Immigration clandestine en France : de Villepin se veut plus ferme

Le ministre français de l’Intérieur, de la Sécurité intérieure et des Libertés locales, Dominique de Villepin, a rendu public, ce mercredi matin, Place Beauvau, son nouveau plan d’action sur la lutte contre l’immigration irrégulière. La ligne directrice de ce nouveau dispositif, qui sera prochainement mis en place et dont le cœur est l’installation d’un service public dédié à la lutte contre l’immigration, est la fermeté.

« Fermeté », c’est le seul mot à retenir de l’intervention de Dominique de Villepin, le ministre français de l’Intérieur, de la Sécurité intérieure et des Libertés locales, qui a présenté, ce matin, à la presse son nouveau plan d’action sur la lutte contre l’immigration irrégulière. Sur le territoire français, le nombre des immigrés clandestins varie entre 200 et 400 000 et le gouvernement a décidé de recourir à un dispositif sans précédent pour lutter efficacement contre « une source croissante de préoccupation », selon le ministre de l’Intérieur, qui alimente les réseaux criminels. Pour l’année 2005, la France prévoit d’expulser 20 000 immigrés clandestins. En mai, note Dominique de Villepin, elle semble être sur la bonne voie pour atteindre son objectif. « Pour la première fois, dira le ministre, la France se dote de tous les moyens pour lutter efficacement contre l’immigration clandestine ». Le nouveau dispositif que M. de Villepin doit présenter jeudi au Conseil des ministres prévoit de lutter contre les principales causes de la hausse du phénomène.
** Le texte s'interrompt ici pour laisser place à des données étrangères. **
PR #1445, opened 2022-06-29
Add new `/v1/healthcheck` API to sharder

peterlimg:
## Fixes

- #1437 

## Changes

- Added a new `/v1/healthcheck` endpoint that returns basic sharder info, `uptime`, `build tag`, `latest finalized block summary`, etc. 
- Added API logger to log the received api requests and response status and process time.

- Changed the `/_health_check` to `/_healthcheck` to force gosdk users to upgrade sdk so that the new endpoint will be used. 

## Tests
Tasks to complete before merging PR:
- [ ]  Ensure system tests are passing. If not [Run them manually](https://github.com/0chain/0chain/actions/workflows/system_tests.yml) to check for any regressions :clipboard:
- [ ]  Do any new system tests need added to test this change? do any existing system tests need updated? If so create a PR at [0chain/system_test](https://github.com/0chain/system_test)
- [ ]  Merge your system tests PR to master AFTER merging this PR

## Associated PRs (Link as appropriate):
- blobber: https://github.com/0chain/blobber/pull/737
- gosdk: https://github.com/0chain/gosdk/pull/503
- system_test:
- zboxcli: https://github.com/0chain/zboxcli/pull/271
- zwalletcli: https://github.com/0chain/zwalletcli/pull/151
- Other: ...

PR #1456, opened 2022-07-02
Revert "Checking config on loading lfb when start"

peterlimg:
## Fixes

See comments: https://github.com/0chain/0chain/pull/1445#issuecomment-1172779702

This reverts commit 917c90c25f35f7e009227420595e843ab096d3e1 as the config is not saved in MPT, so it would never be able to find config from MPT when loading lfb, therefore it will cause the sharder roll back to genesis block on restarting, which is not what we expect.

## Tests

- blobber:
- gosdk:
- system_test:
- zboxcli:
- zwalletcli:
- Other: ...

### DIFF
--- a/code/go/0chain.net/chaincore/chain/entity.go
+++ b/code/go/0chain.net/chaincore/chain/entity.go
@@ -1335,7 +1335,7 @@ func (c *Chain) getClientState(pb *block.Block) (util.MerklePatriciaTrieI, error
 	return pb.ClientState, nil
 }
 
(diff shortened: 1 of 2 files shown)


dabasov:
I can't get why lfb can have no config node, as soon as config is first accessed it should be stored in the db, sharder should not forget nodes, so MPT should always contain the config. @peterlimg am I missing something?

dabasov (approved):
lgtm

cnlangzi (approved):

Ce sont, en premier lieu, le détournement des visas de court séjour et les « mariages de complaisance ». Le visa biométrique [[ Il permetta l’identification d’une personne sur la base de caractères physiologiques ou de traits comportementaux qui sont reconnaissables et vérifiables de façon automatique. Ce sont par exemple les empreintes digitales, celle de l’iris ou de la rétine, la main, la voix, la forme du visage, etc.]], qui est déjà en expérimentation dans certains consulats français à l’étranger, comme celui de Bamako (Mali) ou de Minsk (Russie), permettra de lutter contre la première cause. En ce qui concerne les mariages blancs, Dominique de Villepin compte donner plus de pouvoir au Parquet afin de lui permettre d’être mieux armé face à cette pratique. En outre, le ministre de l’Intérieur proposera une modification du code civil en vue de mettre fin à la transcription automatique des mariages célébrés à l’étranger. Les nouveaux époux seront ainsi soumis, séparément, à un interrogatoire pour entériner leur union. Par ailleurs, les dispositions concernant les attestations d’accueil se durcissent et une assurance maladie sera désormais exigée pour les bénéficiaires. Enfin les demandes d’asile seront traitées plus efficacement, l’objectif étant, d’ici un an, de réduire leur délai de traitement qui allait jusqu’à deux ans, à 6 mois.

Un dispositif sévère pour permettre « l’intégration des étrangers »

L’objectif de ces nouvelles mesures est « d’accélérer l’intégration des populations étrangères et de remédier à l’exploitation humaine qui est faite par les filières clandestines ». Le cœur de cette nouvelle stratégie, qui s’inscrit dans un cadre européen, est l’installation d’un service public de contrôle de l’immigration afin que toutes les initiatives allant dans ce sens soient véritablement coordonnées. Ce qui n’a, semble-t-il, pas été le cas jusqu’ici selon les propos de M. de Villepin. La France compte également sur le renforcement de la coopération européenne – domaine dans lequel de nombreux progrès ont déjà été réalisés – en matière de contrôle de l’immigration. Dans cette optique, la règle de vote à la majorité qualifiée qui succèdera à celle de l’unanimité, si la Constitution européenne était adoptée, devrait œuvrer dans ce sens. A noter que, depuis un an, les sommes consacrées à l’expulsion des personnes en situation irrégulière sont passées de 35 millions à 100 millions d’euros. De plus, pour la période 2005/2006, les effectifs de la police des frontières seront renforcés de 600 000 hommes.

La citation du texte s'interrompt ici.